The bill would have given recourse to one Catholic nurse forced to participate in a 2009 abortion. Cathy Cenzon-DeCarlo was an operating room nurse in a New York hospital. “They threatened my job and my nursing license” if she did not participate in the abortion, she said.
“I still remember the 22-week-old baby,” Cenzon-DeCarlo said. “I had to account for its twisted arms and legs and feet,” she added. “I’ve had nightmares.”
She filed suit in both state and federal courts, but was told that, even if her being forced to participate in the abortion was illegal, she had no standing to sue.
Other nurses have been victimized for their beliefs. “Because of my Christian beliefs, I have been laughed at, marginalized and had loss of employment,” said Susan Elliott, director of the nursing department at Biola University in California, at the press conference.
Rep.
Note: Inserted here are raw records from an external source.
PR #7659, opened 2026-04-23
fix: Fixes a data-loss bug

abhi10691:
**What changed**
fixes #7658 
- Added meta field to ToolResult:

     - libs/agno/agno/tools/function.py
     - meta: Optional[Dict[str, Any]] = None

- Preserved MCP metadata in wrapper:
 

  - libs/agno/agno/utils/mcp.py
  - now returns:
  
    - ToolResult(content=..., meta=result.meta, images=...)

- Added regression test:
 

  - libs/agno/tests/unit/tools/test_mcp.py
  - test_mcp_tool_result_preserves_meta
  - Verifies CallToolResult(..., _meta={"trace_id": "abc-123"}) is exposed as result.meta.

(If applicable, issue number: #7658)

## Type of change

- [ ] Bug fix
- [ ] New feature
- [ ] Breaking change
- [ ] Improvement
- [ ] Model update
- [ ] Other:

---

## Checklist

- [ ] Code complies with style guidelines
- [ ] Ran format/validation scripts (`./scripts/format.sh` and `./scripts/validate.sh`)
- [ ] Self-review completed
- [ ] Documentation updated (comments, docstrings)
- [ ] Examples and guides: Relevant cookbook examples have been included or updated (if applicable)
- [ ] Tested in clean environment
- [ ] Tests added/updated (if applicable)

### Duplicate and AI-Generated PR Check

- [ ] I have searched existing [open pull requests](../../pulls) and confirmed that no other PR already addresses this issue
- [ ] If a similar PR exists, I have explained below why this PR is a better approach
- [ ] Check if this PR was entirely AI-generated (by Copilot, Claude Code, Cursor, etc.)

---

## Additional Notes

Add any important context (deployment instructions, screenshots, security considerations, etc.)

PR #8580, opened 2026-06-26
refactor: consolidate MCP ToolResult metadata into a single field

harshsinha03:
## Summary

`ToolResult` recently gained two separate optional dict fields in quick succession:
`metadata` (MCP `_meta`, #7659) and `structured_content` (MCP `structuredContent`, #7715).
Rather than keep adding a new field for each piece of MCP data, this consolidates them
into the single `metadata` dict, with `_meta` and `structuredContent` stored under the
reserved keys `meta` and `structured_content`.

Future MCP additions become new keys in `metadata` instead of new attributes on `ToolResult`.

**Behaviour**
- `metadata = {"meta": {...}, "structured_content": {...}}` when both are present.
- A key appears only when its value is present; it is never stored as `None`.
- When neither is present, `metadata` is `None`.
- `getattr` guards both, so older MCP servers (`mcp < 1.10.0`) that expose no
  `structuredContent` simply omit that key — no `AttributeError`.
- Keys are namespaced, so a tool whose own `structuredContent` contains a `meta` key
  cannot collide with the protocol `_meta`.

The conversion lives at a single boundary (`_build_mcp_metadata` in `utils/mcp.py`) used by
both `MCPTools` and `MultiMCPTools`; these fields are not propagated into the run/stream/message
pipeline, so the change is independent of run mode.

## Type of change

- [x] Improvement

---

## Checklist

- [x] Self-review completed

---

### DIFF
--- a/libs/agno/agno/tools/function.py
+++ b/libs/agno/agno/tools/function.py
@@ -1353,7 +1353,7 @@ class ToolResult(BaseModel):
     """Result from a tool that can include media artifacts."""
 
     content: str
-    # Holds extra MCP tool data, stored as "meta" and "structured_content".
+    # Holds extra MCP tool data, stored as "meta" and "structured_content". Can be used for any other provider's extra data.
     metadata: Optional[Dict[str, Any]] = None
     images: Optional[List[Image]] = None
     videos: Optional[List[Video]] = None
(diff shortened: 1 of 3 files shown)


libs/agno/agno/tools/function.py
```diff
@@ -1353,9 +1353,9 @@ class ToolResult(BaseModel):
     """Result from a tool that can include media artifacts."""
 
     content: str
+    # Holds extra MCP tool data, stored as "meta" and "structured_content".
```
kausmeows:
```suggestion
    # Holds extra MCP tool data, stored as "meta" and "structured_content". Can be used for any other provider's extra data.
```

kausmeows (approved):

PR #8583, opened 2026-06-26
fix: reconcile clickhouse trace partials and stop dropping rows on merge

harshsinha03:
## Summary

The exporter ingests a trace as several partial rows — one per span batch. The root batch carries the trace identity (name, agent/team/workflow id, session, user); later child-only batches are blank. This fixes the cases the adapter handled wrong:

- **Duplicate traces on read.** Reads returned one row per partial batch, so a single trace appeared as several traces. Reads now reconcile all rows for a `trace_id` with a read-time `GROUP BY` (earliest start, latest end, non-null context, component-level `workflow > team > agent > child` name, ERROR-priority status), matching the PostgresDb `ON CONFLICT` merge.

- **Lost trace data on background merge.** The table used `ReplacingMergeTree(version)`, which drops rows sharing the `ORDER BY (start_time, trace_id)` sort key during a merge. Partial rows of one trace routinely share that key, so a merge could delete the partial holding the trace identity and keep a blank one. The table is now `MergeTree`, which keeps every row; reconciliation happens at read time.

- **Serialized config could not be rebuilt.** `to_dict` omitted `username`/`password`, and the generic `db_from_dict` loader did not know the `clickhouse` type, so a serialized `ClickhouseDb` could not be reconstructed with its credentials. Both are fixed.

- **Non-deterministic stats.** `get_trace_stats` used `any()` for `user_id`/`agent_id`/`team_id`/`workflow_id`, which can return a NULL from a blank partial. It now uses `max()`, which skips NULLs and matches PostgresDb.

Docs, the cookbook, and unit + integration tests are updated to match.

## Type of change

- [ ] Bug fix
- [ ] New feature
- [ ] Breaking change
- [ ] Improvement
- [ ] Model update
- [ ] Other:

---

## Checklist

- [ ] Self-review completed

---

## Additional Notes


kausmeows (approved):
good one!

PR #8614, opened 2026-06-29
fix: AgentOS config None-table 500s and A2A streaming terminal event

harshsinha03:
## Summary

Fixes two `Main Validation` CI failures, both surfaced on `release/v2.6.20` and present on `main`.

### 1. `GET /config` (and MCP `get_agentos_config`) returned 500 — `libs/agno/agno/os/app.py`

A `RemoteDb` has `None` table names for any domain the remote server does not expose. The AgentOS config builders fed those `None` values into pydantic fields that require strings — `KnowledgeInstanceConfig.table` (required `str`) and `DatabaseConfig.tables` (`List[str]`) — raising a `ValidationError` that surfaced as a 500.

The original code relied on `getattr(db, "knowledge_table_name", "unknown")`, but `getattr`'s default only fires when the attribute is **missing**, not when it exists and is `None` — so the fallback never triggered.

- Knowledge path: `getattr(..., None) or "unknown"` so the fallback fires on `None`.
- `session` / `memory` / `learning` / `metrics` / `evals` builders: filter out `None` table names, matching the existing `_get_db_table_names` convention. The database is still listed in the config — only the genuinely-absent table is omitted.

### 2. A2A stream hung after `RunStarted` when the upstream sent no final marker — `libs/agno/agno/client/a2a/utils.py`

The A2A stream mappers (agent, team, workflow) emitted a `Completed` event **only** on an explicit final status/task marker. Some A2A servers (e.g. Google ADK) close the stream without one, so consumers saw the run stop at `RunStarted` with no terminal event (the `test_create_adk_agent_run_streaming` failure: "Last event should be RunCompleted, got RunStarted").

A loop-level `else` now emits a `Completed` event on clean stream end. Errors are unaffected: an exception skips the `else` and propagates to the caller, which surfaces it as a `RunError` — so a failed stream is never reported as success.

> Note: this PR also adds `fix/ci-failures` to the `Main Validation` push triggers in `.github/workflows/test_on_release.yml`. **This trigger line should be removed before merge.**

## Type of change

- [x] Bug fix

---

## Checklist

- [x] Self-review completed

### DIFF
--- a/.github/workflows/test_on_release.yml
+++ b/.github/workflows/test_on_release.yml
@@ -7,7 +7,6 @@ on:
     branches:
       - "*release*" # Run on release-* format
       - "release/*" # Run on release/1.2.3 branch format
-      - "fix/ci-failures"
   workflow_dispatch: # Allows manual triggering
     inputs:
       branch:
--- a/.github/workflows/test_on_release.yml
+++ b/.github/workflows/test_on_release.yml
@@ -7,6 +7,7 @@ on:
     branches:
       - "*release*" # Run on release-* format
       - "release/*" # Run on release/1.2.3 branch format
+      - "fix/ci-failures"
   workflow_dispatch: # Allows manual triggering
     inputs:
       branch:
--- a/libs/agno/tests/system/adk_server.py
+++ b/libs/agno/tests/system/adk_server.py
@@ -16,7 +16,7 @@ from google.adk.tools import google_search
 
 agent = Agent(
     name="facts_agent",
-    model="gemini-flash-latest",
+    model="gemini-3.5-flash",
     description="Agent that provides interesting facts.",
     instruction="You are a helpful agent who provides interesting facts.",
     tools=[google_search],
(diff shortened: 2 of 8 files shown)


libs/agno/tests/system/adk_server.py
```diff
@@ -16,7 +16,7 @@
 
 agent = Agent(
     name="facts_agent",
-    model="gemini-2.5-flash-lite",
+    model="gemini-flash-latest",
```
kausmeows:
```suggestion
    model="gemini-3.5-flash",
```

kausmeows (approved):

anuragts (approved):

.github/workflows/test_on_release.yml
```diff
@@ -7,6 +7,7 @@ on:
     branches:
       - "*release*" # Run on release-* format
       - "release/*" # Run on release/1.2.3 branch format
+      - "fix/ci-failures"
```
kausmeows:
```suggestion
```

kausmeows (approved):

PR #8615, opened 2026-06-29
fix: configure team history skips and bound media lookups

### LINKED ISSUE #8437: [Bug] UnsplashTools urlopen calls need a bounded timeout
## Summary

`UnsplashTools._make_request()` uses `urllib.request.urlopen()` without a timeout. If the Unsplash API stalls, search, photo lookup, random photo, and download tracking calls can block indefinitely.

## Evidence

In `libs/agno/agno/tools/unsplash.py`, the shared helper does:

```python
with urlopen(request) as response:
    return json.loads(response.read().decode())
```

John Fleming, R-La., a co-sponsor of the bill, told the story at the news conference of nine nurses at an unnamed hospital who had lost their jobs for their refusal to participate in abortions. “The nine nurses got their jobs back,” Fleming said, “but only after help from their unions.”
“I welcome the Health Care Conscience Rights Act and call for its swift passage into law,” said a March 5 statement by Archbishop William E. Lori of Baltimore, chairman of the U.S. bishops’ Ad Hoc Committee for Religious Liberty.
“While federal laws are on the books protecting conscience rights in health care, this act would make such protection truly effective,” Archbishop Lori said. “This overdue measure is especially needed in light of new challenges to conscience rights arising from the federal health care reform act.”
On Feb. 1, HHS issued proposed new rules on the mandate aimed at accommodating objections raised by Catholic institutions that, among others, the exemption for religious employers was too narrow and that most would be forced to stop providing employee health insurance because they object on moral grounds to the requirement they cover contraception, sterilization and abortion-inducing drugs.
HHS removed three conditions that defined religious employers — as groups whose purpose is the inculcation of religious values, who primarily employ persons of the same faith and who serve those of the same faith. The fourth criterion remains: what is a nonprofit organization under specific sections of the Internal Revenue Code.
No exemption, however, will be given to “for-profit, secular employers” whose owners have moral objections to providing the coverage.
Catholic leaders are studying the new proposed rules, but many have said they do not go far enough. HHS is accepting comment on the new proposed rules until April. Final rules are expected by summer.
At the Capitol Hill news conference, the speakers all decried a threat to conscience rights. Sister Jane Marie said her order had come from Germany to the United States 130 years ago in part because of an invitation by a bishop, but also in part because of restrictions to religious freedom being applied then in Germany.
“In the Philippines, I grew up under the (Ferdinand) Marcos regime, where people were afraid to voice their opinions,” said Cenzon-DeCarlo, adding she did not know until she woke up each day whether her father, a Marcos opponent, had been kidnapped.
Cenzon-DeCarlo became a U.S. citizen in 2011 because of the nation’s constitutional guarantees of religious freedom and freedom of conscience. But with the HHS mandate, she said, it is “not the America of my dreams.”